The graph below is one of transistor count, not die size. Inevitably, on the same manufacturing process, a significantly higher transistor count translates into a larger die size. But for the purposes of this article, all I need to show you is a representation of transistor count.

See that big circle on the right? That's Fermi. NVIDIA's next-generation architecture.

NVIDIA astonished us with GT200 tipping the scales at 1.4 billion transistors. Fermi is more than twice that at 3 billion. And literally, that's what Fermi is - more than twice a GT200.

At the high level the specs are simple. Fermi has a 384-bit GDDR5 memory interface and 512 cores. That's more than twice the processing power of GT200 but, just like RV870 (Cypress), it's not twice the memory bandwidth.

The architecture goes much further than that, but NVIDIA believes that AMD has shown its cards (literally) and is very confident that Fermi will be faster.
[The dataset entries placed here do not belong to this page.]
PR #170, opened 2017-04-25
Disable Fragment API request if no auth key set

nlisgo:
Allow metrics to be collected for unpublished articles

### DIFF
--- a/src/modules/jcms_article/src/Hooks/NodePresave.php
+++ b/src/modules/jcms_article/src/Hooks/NodePresave.php
@@ -138,6 +138,10 @@ final class NodePresave {
    * @param \Drupal\jcms_article\Entity\ArticleVersions $article
    */
   public function updateFragmentApi(EntityInterface $entity, ArticleVersions $article) {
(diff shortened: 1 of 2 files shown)


src/modules/jcms_article/src/Hooks/NodePresave.php
```diff
@@ -138,6 +138,10 @@ public function setSubjectTerms(EntityInterface $entity, ArticleVersions $articl
    * @param \Drupal\jcms_article\Entity\ArticleVersions $article
    */
   public function updateFragmentApi(EntityInterface $entity, ArticleVersions $article) {
+    if (empty(Settings::get('jcms_article_auth_unpublished', FALSE))) {
+      return;
```
nlisgo: I should only be posting to fragment API if the node was saved in the UI.

nlisgo: This will be address in PR: https://github.com/elifesciences/journal-cms/pull/171

PR #188, opened 2017-05-25
Introduce pagination for highlight lists

nlisgo:
This blocked until api-sdk and journal is updated


nlisgo:
Need to update api-sdk before merging to incorporate relevant changes there to api-sdk and api-client: 

```
composer update elife/api-skd
```

PR #194, opened 2017-05-26
Change labs-experiment to labs-post

nlisgo:
This is just the minimal changes needed. More refactoring will be done post launch


giorgiosironi:
From what I understand this will become green once the api-raml is changed.

nlisgo:
@giorgiosironi that is my understanding. It doesn't surprise me that it failed CI without this update.

giorgiosironi:
Pushed the update to api-raml in the composer.lock, but conflicts with `develop`. Since more than one person is using this branch, I will merge `develop` and update again rather then rebasing, which would be dangerous.

giorgiosironi:
Updated api-raml, but there were two tests failing. The first one was an obvious change, trying to patch the second which seems related to the `type` field coming out of the API.

giorgiosironi:
I am adding commits trying to fix the `type` fields, but they can be dropped or reverted later if they don't help.

giorgiosironi:
Green, but needs the review of @nlisgo

PR #204, opened 2017-06-05
view_unpublish is not necessary

nlisgo:


nlisgo:
I will remove the module from composer in a followup

PR #205, opened 2017-06-05
Monitor exceptions

giorgiosironi:
There are already logging subscribers that append controller exceptions to the Monolog error.json file and to the PHP error log. This adds the exception to New Relic, where it will be counted in the Error Rate and possibly trigger email alerts.


nlisgo:
@giorgiosironi I'm happy with the code just not sure it belongs in the jcms_rest module.

PR #208, opened 2017-06-07
Using HTTPS in smoke tests

giorgiosironi:
Recently (today) the upgrade from HTTP to HTTPS started working, so these URLs when loaded in HTTP will get a 301 redirect to their HTTPS equivalent.

Still, locally or if no ENVIRONMENT_NAME is specified (other VMs), we leave the possibility to use HTTP.

### DIFF
--- a/smoke_tests.sh
+++ b/smoke_tests.sh
@@ -2,7 +2,12 @@
 set -ex
 
 local_hostname=$(hostname)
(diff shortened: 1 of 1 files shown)


giorgiosironi:
Not urgent, will remove the redirect for now.

giorgiosironi:
Obsolete, let's not mess with this.

PR #510, opened 2020-04-08
Improve test coverage for highlight lists and covers lists

nlisgo:


sync/field.field.node.cover.field_cover_content.yml
```diff
@@ -8,7 +8,6 @@ dependencies:
     - node.type.blog_article
     - node.type.collection
     - node.type.cover
-    - node.type.event
```
nlisgo, line 11: These tests exposed the bug that events were able to be introduced into covers even though they are not supported by the schema

PR #519, opened 2020-04-27
fixes bug in restore script

lsh-0:
fixes bug in restore script where multiple found files causes buggy command to be generated


lsh-0:
merged, restore test: https://alfred.elifesciences.org/job/process/job/process-journal-cms-restore-continuumtest/110/console

PR #538, opened 2020-06-03
Support new twitter block in inline editor

nlisgo:


Dippers:
Currently the twitter embed only renders correctly when first created. Any changes in the twitter source url and not reflected in the rendered output. This is because the first rendering removes the oembed element and replaces it with the twitter 'blockquote'. When the source url is edited/changed no oembed element is found so the output is not changed. The following patch does not depend on the oembed being present and instead just removes any previous rendering and then creates the new content.

in jcms_ckeditor/ckeditor/plugins/twitterembed/plugin.js replace _setContent with 
```
_setContent: function (url, content ) {
  this.setData('url', url );
  // Remove all nodes
  while (this.element.$.firstChild) {
    this.element.$.removeChild(this.element.$.lastChild);
  }
  // Create new node and set content
  this.element.$.appendChild(document.createElement('p'));
  this.element.$.childNodes[0].outerHTML = content;
}
```
This change can also be made in the googlemap plugin.

nlisgo:
> Currently the twitter embed only renders correctly when first created.

Thanks for this feedback. I will add this in a followup.

PR #540, opened 2020-06-04
Unpublish libero publisher press package

nlisgo:


nlisgo:
As the press packages are not included in search results we do not need to trigger a search re-index after the deletion.

PR #653, opened 2020-09-16
Styling of bulleted lists is inconsistent in Job Advert posts

NuclearRedeye:
Fix the inconsistent styling of lists in job advert posts.

This fixes elifesciences/issues#6074


nlisgo:
I am going to close this, in favour of https://github.com/elifesciences/journal-cms/pull/653

The test doesn't add value because it the code being tested was not being run.

PR #666, opened 2020-09-25
Ensure jobs are using the same code to parse html as other content types

nlisgo:


src/modules/jcms_rest/tests/src/Functional/RecursiveEndpointValidatorTest.php
```diff
@@ -56,90 +56,88 @@ public function setUp() {
    */
   public function dataProvider() : array {
     return [
-      [
+      '/subjects' => [
```
nlisgo, line 59: Changes to this test fixture were made after repeatedly running it against content imported from a recent database dump. This ensures that better feedback is available for failing tests.

src/modules/jcms_migrate/jcms_migrate.install
```diff
@@ -1699,3 +1699,48 @@ function jcms_migrate_update_8160() {
...
+  $configs = [
+    'filter.format.basic_html_plus.yml',
+  ];
+  $config_importer->importConfigs($configs);
+}
+
+/**
+ * Set format of existing job_adverts to basic_html_plus.
+ */
+function jcms_migrate_update_8163() {
```
nlisgo, line 1725: Changing the field format must be done for existing content.

sync/editor.editor.basic_html_plus.yml
```diff
@@ -0,0 +1,57 @@
+uuid: 4548e854-e092-44c4-bdf6-5165516cd0ac
```
nlisgo, line 1: This need text format was necessary because the `basic_html` which is used for impact statement does not support the `<p>` tag. We need it for these fields.

composer.json
```diff
@@ -326,7 +326,8 @@
     "drupal/duration_field": "^1.6",
     "ckeditor/codesnippet": "^4.9",
     "drupal/file_entity": "~2.0-beta6",
-    "egulias/email-validator": "^2.1"
+    "egulias/email-validator": "^2.1",
+    "drupal/allowed_formats": "^1.3"
```
nlisgo, line 330: The allowed_formats module allows us to configure a field's available text formats preventing the user from switching to a format that we don't want to support for that field. We could use this more extensively to protect fields such as impact statement which should only use very limited html.

See: https://app.zenhub.com/workspaces/journal-5ede53e8b9b11773fd13f981/issues/elifesciences/issues/6128

src/modules/jcms_migrate/jcms_migrate.install
```diff
@@ -1699,3 +1699,48 @@ function jcms_migrate_update_8160() {
...
+  \Drupal::service('module_installer')->install(['config_import']);
+}
+
+/**
+ * Update config to introduce new text format basic_html_plus.
+ */
+function jcms_migrate_update_8162() {
+  $config_importer = \Drupal::service('config_import.importer');
+  $configs = [
+    'filter.format.basic_html_plus.yml',
```
nlisgo, line 1717: This text format needs to be available to switch the format of fields on existing job adverts.

sync/filter.format.basic_html.yml
```diff
@@ -16,7 +16,7 @@ filters:
     status: true
     weight: -10
     settings:
-      allowed_html: '<i> <sub> <sup> <span class=""> <del> <math> <a href> <b> <br> <table> <caption> <tbody> <thead> <tfoot> <th> <td> <tr> <img src alt width height> <ol> <ul> <li>'
+      allowed_html: '<i> <sub> <sup> <del> <math> <a href> <b> <br> <table> <caption> <tbody> <thead> <tfoot> <th> <td> <tr> <img src alt width height> <ol> <ul> <li>'
```
nlisgo, line 19: Dropping support for `<span>` should reduce a lot of noise in our markup. This is out of scope but a minor change that will add a lot of value.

The questions are at what price and when.

The price is a valid concern. Fermi is a 40nm GPU just like RV870 but it has a 40% higher transistor count. Both are built at TSMC, so you can expect that Fermi will cost NVIDIA more to make than ATI's Radeon HD 5870.

Then timing is just as valid, because while Fermi currently exists on paper, it's not a product yet. Fermi is late. Clock speeds, configurations and price points have yet to be finalized. NVIDIA just recently got working chips back and it's going to be at least two months before I see the first samples. Widespread availability won't be until at least Q1 2010.

I asked two people at NVIDIA why Fermi is late; NVIDIA's VP of Product Marketing, Ujesh Desai and NVIDIA's VP of GPU Engineering, Jonah Alben. Ujesh responded: because designing GPUs this big is "fucking hard".

Jonah elaborated, as I will attempt to do here today.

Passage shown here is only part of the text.